[Records from a data collection]
[Start of Attachment]
PR #2142, opened 2020-09-04
Fix stopping error and audit ingestion when poison message is received

SzymonPobiega:
- Ensure `onCriticalError` callback is invoked on a separate thread similarly to what NServiceBus does in `CriticalError` class to prevent deadlocks when the critical error is triggered from within message processing code
 - Remove the code that tried to store the message that failed to be ingested in an error queue as this was never intended. The correct behavior of ServiceControl is to store these messages in the RavenDB database
 - Add debug-level logging in the `Watchdog` class
 - Fix command-line audit ingestion by changing the root type resolved from the container

### DIFF
--- a/src/ServiceControl.Audit.AcceptanceTests/Auditing/FailedAuditsController.cs
+++ b/src/ServiceControl.Audit.AcceptanceTests/Auditing/FailedAuditsController.cs
@@ -12,10 +12,10 @@
 
     public class FailedAuditsController : ApiController
     {
-        internal FailedAuditsController(IDocumentStore store, Lazy<ImportFailedAudits> importFailedAudits)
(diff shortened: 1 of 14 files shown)


SzymonPobiega:
While investigating the test failure I found [another bug](https://github.com/Particular/ServiceControl/issues/2143) that should be fixed in 5d443c1. This bug was there since we split the audits but was never reported by customers because failure to ingest audit messages is rare and the problem only manifests itself if audit forwarding is turned on.

mikeminutillo (approved):

SzymonPobiega:
@tmasternak @seanfarmar want to review this one or can I merge it as-is? :) Waiting for your answer till the afternoon today :P

PR #2586, opened 2021-06-25
SagaAudit enricher removed from the error ingestion

tmasternak:
SagaAudit enricher for error messages has been in ServiceControl at least since [2015](https://github.com/Particular/ServiceControl/commit/20cd88323b3babb2ccd725a5899456675b5daa0c#diff-1776ca4a1f88dd295fcbefcd1ab9bea5542e4e0cdfc8489ab218260605646e27R23). That said it looks there is no scenario possible in version 5, 6 or 7 of Core that would result in failing message having `InvokedSagas` header added either by Core or the SagaAudit plugin.
One [old bug report issue](https://github.com/Particular/ServiceControl/issues/977) seems to indicate that this is possible but after closer examination, the stack trace points to audit ingestor and not error ingestor.

### DIFF
--- a/src/ServiceControl/SagaAudit/SagaAuditComponent.cs
+++ b/src/ServiceControl/SagaAudit/SagaAuditComponent.cs
@@ -1,8 +1,6 @@
 ﻿namespace ServiceControl.SagaAudit
 {
-    using Microsoft.Extensions.DependencyInjection;
     using Microsoft.Extensions.Hosting;
-    using Operations;
     using Particular.ServiceControl;
     using ServiceBus.Management.Infrastructure.Settings;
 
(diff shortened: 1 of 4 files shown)


SzymonPobiega (approved):

src/ServiceControl/SagaAudit/SagaAuditComponent.cs
```diff
@@ -1,29 +1,18 @@
 ﻿namespace ServiceControl.SagaAudit
 {
-    using Microsoft.Extensions.DependencyInjection;
     using Microsoft.Extensions.Hosting;
-    using Operations;
     using Particular.ServiceControl;
     using ServiceBus.Management.Infrastructure.Settings;
 
     class SagaAuditComponent : ServiceControlComponent
```
timbussmann, line 7: what is this still used for?

timbussmann (approved):

src/ServiceControl/SagaAudit/SagaAuditComponent.cs
tmasternak: We need this to call
> context.AddIndexAssembly(typeof(SagaSnapshot).Assembly);

This ensures RavenDB index setup for saga snapshots.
[End of Attachment]
- **What you are asked to do**
Your reply should be one number, the count of lines in the data that include the word "Auditing".

- **Answer section**
2